In a year or two when Apple changes all their OS's over to their new file system APFS it could potentially allow rolling back watchOS.

It was kinda briefly mentioned in the Gruber interview the day after WWDC when Craig Federighi talked a bit about APFS. One of the things he said about it, is that it would be easier and possible to roll back files and even the OS (wasn't specific to watchOS in his comment)

Interesting...
 
In a year or two when Apple changes all their OS's over to their new file system APFS it could potentially allow rolling back watchOS.

It was kinda briefly mentioned in the Gruber interview the day after WWDC when Craig Federighi talked a bit about APFS. One of the things he said about it, is that it would be easier and possible to roll back files and even the OS (wasn't specific to watchOS in his comment)

So I don't know anything about APFS, but does that mean iOS has moved to it but wOS hasn't (as you can already roll back iOS)?
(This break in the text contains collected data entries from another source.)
PR #115, opened 2021-10-03
Fix Jenkins url

Roma-Kyrnis:
## Description

> Provide description here

## Type of change
- [ ] Bug fix
- [ ] New feature
- [ ] Breaking change

## Related issues

> Fix [#1]() 

## Migration notes

## Extra info

### DIFF
--- a/destinations/faros-destination/src/converters/jenkins/jobs.ts
+++ b/destinations/faros-destination/src/converters/jenkins/jobs.ts
@@ -1,6 +1,11 @@
 import {AirbyteRecord} from 'faros-airbyte-cdk';
 
-import {Converter, DestinationModel, DestinationRecord, StreamContext} from '../converter';
+import {
+  Converter,
+  DestinationModel,
+  DestinationRecord,
+  StreamContext,
+} from '../converter';
 import {JenkinsCommon, Job} from './common';
 
 export class JenkinsJobs extends Converter {
@@ -8,7 +13,7 @@ export class JenkinsJobs extends Converter {
     'cicd_Organization',
     'cicd_Pipeline',
   ];
-  
+
   id(record: AirbyteRecord): any {
     return record?.record?.data?.fullName;
   }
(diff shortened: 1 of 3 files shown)


tovbinm (approved):

tovbinm (changes requested):
Can you please provide a clean description what is this change about?

Roma-Kyrnis:
Description updated

destinations/faros-destination/src/converters/jenkins/jobs.ts
```diff
@@ -19,11 +24,12 @@ export class JenkinsJobs extends Converter {
...
     const source = this.streamName.source;
     const job = record.record.data as Job;
-    
+
     const jenkinsUrl = JenkinsCommon.parseJenkinsUrl(job.url);
     if (!jenkinsUrl) return [];
     const organization = JenkinsCommon.cicd_Organization(jenkinsUrl, source);
-    const orgKey = {uid: organization.record.uid, source}
+    const orgKey = {uid: organization.record.uid, source};
+    job.url = jenkinsUrl.url;
```
tovbinm, line 32: why do you need to update job url?

Roma-Kyrnis: To use parsed url everywhere

Roma-Kyrnis: When parsing url it can add slash character at the end if It doesn't exist

Roma-Kyrnis: Do you advice not to do it?

tovbinm: I think we should keep the job url untouched, as it is returned from the API response.

tovbinm: What are we doing in the original Jenkins feed?

Roma-Kyrnis: In the feed we save Jenkins's origin url

PR #153, opened 2021-11-09
Add Harness source and Faros destination's converter

### LINKED ISSUE #152: Add Harness source and Faros converter
Add a Harness source and converter based on [Harness](https://github.com/faros-ai/feeds/tree/master/feeds/cicd/harness-feed) feed

Roma-Kyrnis:
## Description

> Provide description here

## Type of change
- [ ] Bug fix
- [ ] New feature
- [ ] Breaking change

## Related issues

> Fix #152 

## Migration notes

## Extra info


sources/harness-source/resources/spec.json
```diff
@@ -0,0 +1,51 @@
...
+    "properties": {
+      "api_key": {
+        "type": "string",
+        "title": "Harness API key",
+        "airbyte_secret": true
+      },
+      "account_id": {
+        "type": "string",
+        "title": "Harness account ID",
+        "airbyte_secret": true
```
cjwooo, line 21: Does the account id need to be secret?

cjwooo:
Is there a test Harness server we can spin up to test, similar to how we do Jenkins, or do we need to test against a live Harness account?

destinations/faros-destination/src/converters/harness/executions.ts
```diff
@@ -0,0 +1,326 @@
...
+    } else {
+      return undefined;
+    }
+  }
+
+  private parseWorkflow(
+    execution: HarnessExecutionNode,
+    source: string
+  ):
+    | {
```
cjwooo, line 146: This seems pretty clunky read. Can you make the non-undefined return type a local interface?

sources/harness-source/resources/spec.json
Roma-Kyrnis: Account id can be public. I'll change it to not be a secret

destinations/faros-destination/src/converters/harness/executions.ts
Roma-Kyrnis: Ok. I've created interface

Roma-Kyrnis:
Harness has [delegate](The Harness Delegate is a service). It's service but not Harness's local instance

cjwooo (approved):

tovbinm:
Yay!

Please update README

PR #271, opened 2022-02-14
Community edition: support resetting data

cjwooo:
## Description

> Provide description here

## Type of change
- [ ] Bug fix
- [x] New feature
- [ ] Breaking change


destinations/faros-destination/src/converters/jira/common.ts
```diff
@@ -10,10 +10,10 @@ export interface Assignee {
 }
 
 export enum RepoSource {
-  BITBUCKET = 'Bitbucket',
-  GITHUB = 'GitHub',
-  GITLAB = 'GitLab',
-  VCS = 'VCS',
+  BITBUCKET = 'bitbucket',
```
tovbinm, line 13: This is a breaking change! In our feeds and events we use the camel casing for the repo sources.

destinations/faros-destination/src/index.ts
```diff
@@ -575,6 +602,7 @@ class FarosDestination extends AirbyteDestination {
     );
 
     return {
+      origin: origins[0],
```
tovbinm, line 605: Lets revert this for SaaS version and create a Faros Destination per account.

destinations/faros-destination/src/converters/github/common.ts
```diff
@@ -157,6 +157,12 @@ export abstract class GithubConverter extends Converter {
   id(record: AirbyteRecord): any {
     return record?.record?.data?.id;
   }
+
+  get streamName(): StreamName {
```
tovbinm, line 161: where do you use this function?

cjwooo: https://github.com/faros-ai/airbyte-connectors/blob/main/destinations/faros-destination/src/converters/github/repositories.ts#L19 and similar for other github converters.

tovbinm: Oh, it's on the `GithubConverter` base. Makes sense.

tovbinm: We do provide a default implementation thought in most base `Converter` class
https://github.com/faros-ai/airbyte-connectors/blob/main/destinations/faros-destination/src/converters/converter.ts#L13

Not sure why we override this.

cjwooo: As I said in today's meeting, I need to match the source of the records outputted by the github converters with the references written by the jira converters so they will be properly connected. The faros destination writes all the sources as lowercase, which doesn't match what our existing feeds and therefore our jira converters write.

tovbinm: Do you have any ideas on how can we fix this properly?

cjwooo: Stop using streamName.source to populate records' source field and make source a property of the Converter class. Every source system has its own way of casing its name.

tovbinm (approved):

Otherwise, it may not mean much.
 
So I don't know anything about APFS, but does that mean iOS has moved to it but wOS hasn't (as you can already roll back iOS)? Otherwise, it may not mean much.

Nothing has moved onto APFS yet, it's not finished. You can test APFS on a separate partition if you're running Sierra. But you can't boot to it or run an OS from it yet (again it's in early-ish development and not due to debut for another year or two)

It's not the same as iOS being able to revert back, because that's simply downloading a full ipsw file and installing it. I don't know all the in depth details, but basically it has cloning (or versioning?) automatically and can roll back much easier.